Los diversos métodos de “regulación de la
prole” fundados en el uso del matrimonio en los días agenésicos, es decir,
aquellos en que la mujer es naturalmente infecunda, se han divulgado y
difundido de modo masivo.
Somos testigos de una propaganda
descontrolada en favor del control de la natalidad bajo el nombre de “planificación
familiar”, “maternidad consciente”, “paternidad responsable”. etc. A pesar
de su aparente verdad, las razones presentadas como imperiosas por esta
propaganda,, son generalmente motivos sentimentales, cuando no mentiras. En
vez de hablar tanto de la “paternidad responsable”, mejor sería hablar
de la “responsabilidad de la paternidad”; y en lugar de la “maternidad
consciente”, de la “conciencia de la maternidad”.
¿Qué dice la moral?
El problema que la llamada continencia periódica plantea en sus
relaciones con la moral católica no puede resolverse de una manera simplista.

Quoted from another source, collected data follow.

PR #7422, opened 2024-03-25
Use `arguments` instead of `argumentList` in the macro template

ahoppen:
`argumentList` has been deprecated. We should use `arguments` instead.


ahoppen:
@swift-ci Please test

MaxDesiatov (approved):

PR #7423, opened 2024-03-25
Suppress warnings for remote Clang targets

xedin:
This mirrors behavior of remote swift targets which suppress warnings as well.

### DIFF
--- a/Sources/Build/BuildDescription/ClangTargetBuildDescription.swift
+++ b/Sources/Build/BuildDescription/ClangTargetBuildDescription.swift
@@ -323,6 +323,15 @@ package final class ClangTargetBuildDescription {
             args += ["-I", toolchainResourcesPath.pathString]
         }
 
+        // suppress warnings if the package is remote
+        if self.package.isRemote {
+            args += ["-w"]
+            // `-w` (suppress warnings) and `-Werror` (warnings as errors) flags are mutually exclusive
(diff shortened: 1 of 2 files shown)


xedin:
@MaxDesiatov what would be the best way to test this? I couldn't find any tests with `-suppress-warnings` flag in the suite :/

xedin:
This is actually a draft, "package" doesn't exist for clang targets yet, I'm about open a PR to introduce that.

xedin:
I think I figured it out - I can extend ClangTargetBuildDescriptionTests to check that by forming a remote package dependency.

MaxDesiatov:
> @MaxDesiatov what would be the best way to test this? I couldn't find any tests with `-suppress-warnings` flag in the suite :/

This looks like something that belongs to `BuildPlanTests` or maybe worth creating a new `ClangTargetBuildPlanTests` as the existing `BuildPlanTests` is too big.

MaxDesiatov:
> maybe worth creating a new `ClangTargetBuildPlanTests` as the existing `BuildPlanTests` is too big.

Turns out we already have `ClangTargetBuildDescriptionTests.swift`.

xedin:
@swift-ci please test

xedin:

MaxDesiatov:
@swift-ci test windows

PR #7424, opened 2024-03-25
Use `arguments` instead of `argumentList` in the macro template

ahoppen:
* **Explanation**: `argumentList` has been deprecated. The Swift macro template should use `arguments` instead.
* **Scope**: The Swift macro template
* **Risk**: Very low
* **Testing**: Made the same modification in a macro package that was freshly generated from the template and verified that it builds without warnings
* **Issue**: n/a
* **Reviewer**: @MaxDesiatov on https://github.com/apple/swift-package-manager/pull/7422


ahoppen:
@swift-ci Please test

bnbarham (approved):

PR #7425, opened 2024-03-25
Add a `swift-corelibs-foundation` specific workaround

xedin:
CoreFoundation depends on dispatch, this dependency is implicit
and dispatch itself is bundled with swift toolchains. Let's add
a package specific workaround for Linux/Android targets to add
toolchain resources directory to search paths of clang build targets.

This is also a prerequisite for https://github.com/apple/swift-package-manager/pull/7423

### DIFF
--- a/Sources/Build/BuildDescription/ClangTargetBuildDescription.swift
+++ b/Sources/Build/BuildDescription/ClangTargetBuildDescription.swift
@@ -311,6 +311,18 @@ package final class ClangTargetBuildDescription {
             args += ["-I", includeSearchPath.pathString]
         }
 
+        // FIXME: Remove this once it becomes possible to express this dependency in a package manifest.
+        //
+        // On Linux/Android swift-corelibs-foundation depends on dispatch library which is
+        // currently shipped with the Swift toolchain.
+        if (triple.isLinux() || triple.isAndroid()) && self.package.id == .plain("swift-corelibs-foundation") {
+            let swiftCompilerPath = self.buildParameters.toolchain.swiftCompilerPath
+            let toolchainResourcesPath = swiftCompilerPath.parentDirectory
+                                                          .parentDirectory
+                                                          .appending(components: ["lib", "swift"])
+            args += ["-I", toolchainResourcesPath.pathString]
+        }
+
         return args
     }
 
--- a/Sources/Build/BuildDescription/ClangTargetBuildDescription.swift
+++ b/Sources/Build/BuildDescription/ClangTargetBuildDescription.swift
@@ -11,6 +11,7 @@
 //===----------------------------------------------------------------------===//
 
 import Basics
+import PackageGraph
 import PackageLoading
 import PackageModel
 import struct PackageGraph.ModulesGraph
@@ -23,6 +24,9 @@ import enum TSCBasic.ProcessEnv
 
 /// Target description for a Clang target i.e. C language family target.
 package final class ClangTargetBuildDescription {
+    /// The package this target belongs to.
+    package let package: ResolvedPackage
+
     /// The target described by this target.
     package let target: ResolvedTarget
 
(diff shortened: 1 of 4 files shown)


Sources/Build/BuildDescription/ClangTargetBuildDescription.swift
```diff
@@ -305,6 +311,16 @@ package final class ClangTargetBuildDescription {
             args += ["-I", includeSearchPath.pathString]
         }
 
+        // FIXME: Remove this once it becomes possible to express this dependency in a package manifest.
+        //
+        // On Linux/Android swift-corelibs-foundation depends on dispatch library which is
+        // currently shipped with the Swift toolchain.
+        if (triple.isLinux() || triple.isAndroid()) && self.package.id == .plain("swift-corelibs-foundation") {
```
MaxDesiatov, line 318: I don't remember off the top of my head if we have `isDarwin()` on triples, but I'd expect it tool like this:
```suggestion
        if !triple.isDarwin() && self.package.id == .plain("swift-corelibs-foundation") {
```

xedin: I re-created the check exactly how it’s in the package file which covers only Linux and Android.

Tests/BuildTests/ClangTargetBuildDescriptionTests.swift
```diff
@@ -49,8 +49,33 @@ final class ClangTargetBuildDescriptionTests: XCTestCase {
...
-            target: try makeResolvedTarget(),
+            package: .init(underlying: package,
+                           defaultLocalization: nil,
+                           supportedPlatforms: [],
+                           dependencies: [],
+                           targets: [target],
+                           products: [],
+                           registryMetadata: nil,
+                           platformVersionProvider: .init(implementation: .minimumDeploymentTargetDefault)),
+            target: target,
```
MaxDesiatov, line 78: Can a new test or something on top of existing tests be added to verify that `-I` is actually passed when targeting Linux or Android?

xedin: It might be tricky because I don’t know if we have `toolchain` setup in tests, but I will give it a shot!

MaxDesiatov: I don't think we need a full toolchain for build plan tests, passing build parameters is usually sufficient, and there's a `mockBuildParameters` helper function for that.

Tests/BuildTests/ClangTargetBuildDescriptionTests.swift
```diff
@@ -14,15 +14,40 @@ import Basics
...
 final class ClangTargetBuildDescriptionTests: XCTestCase {
     func testClangIndexStorePath() throws {
-        let targetDescription = try makeTargetBuildDescription()
+        let targetDescription = try makeTargetBuildDescription("test")
         XCTAssertTrue(try targetDescription.basicArguments().contains("-index-store-path"))
     }
 
+    func testSwiftCorelibsFoundationIncludeWorkaround() throws {
+        let macosParameters = mockBuildParameters(
+            toolchain: try UserToolchain.default,
```
MaxDesiatov, line 29: Do we need to use the real toolchain here? I wonder if the default `MockToolchain()` argument of `mockBuildParameters` would be sufficient?

MaxDesiatov (approved):
A few nits WRT to use of `UserToolchain.default` in these tests, but otherwise LGTM. Thanks!

Tests/BuildTests/ClangTargetBuildDescriptionTests.swift
xedin: Fixed!

xedin:
@swift-ci please test

xedin:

Se pueden sentar principios fundamentales, pero también se deben considerar
todas las circunstancias que rodean cada caso particular para poder emitir un
juicio certero y justo.
Existe un texto fundamental, que debe servir
de punto de partida de todo estudio y análisis. Se trata del luminoso discurso
de S. S. Pío XII a
las obstetras de Roma, el 29 de octubre de 1951 (A. A. S. 43, 850
ss.). Leamos los pasajes principales del gran pontífice en el que se refiere a
este asunto:
Ley
fundamental de las relaciones conyugales
“Nuestro Predecesor Pío XI, de feliz memoria, en su Encíclica
Casti connubii, del 31 de diciembre de 1930, proclamó de nuevo solemnemente la
ley fundamental del acto y de las relaciones conyugales: que todo atentado de
los cónyuges en el cumplimiento del acto conyugal o en el desarrollo de sus
consecuencias naturales, atentado que tenga por fin privarlo de la fuerza a él
inherente e impedir ¡a procreación de una nueva vida, es inmoral; y que ninguna
«indicación» o necesidad puede cambiar una acción intrínsecamente
inmoral en un acto moral y lícito (cfr. A. A. S., vol. 22, págs. 559 y sigs.).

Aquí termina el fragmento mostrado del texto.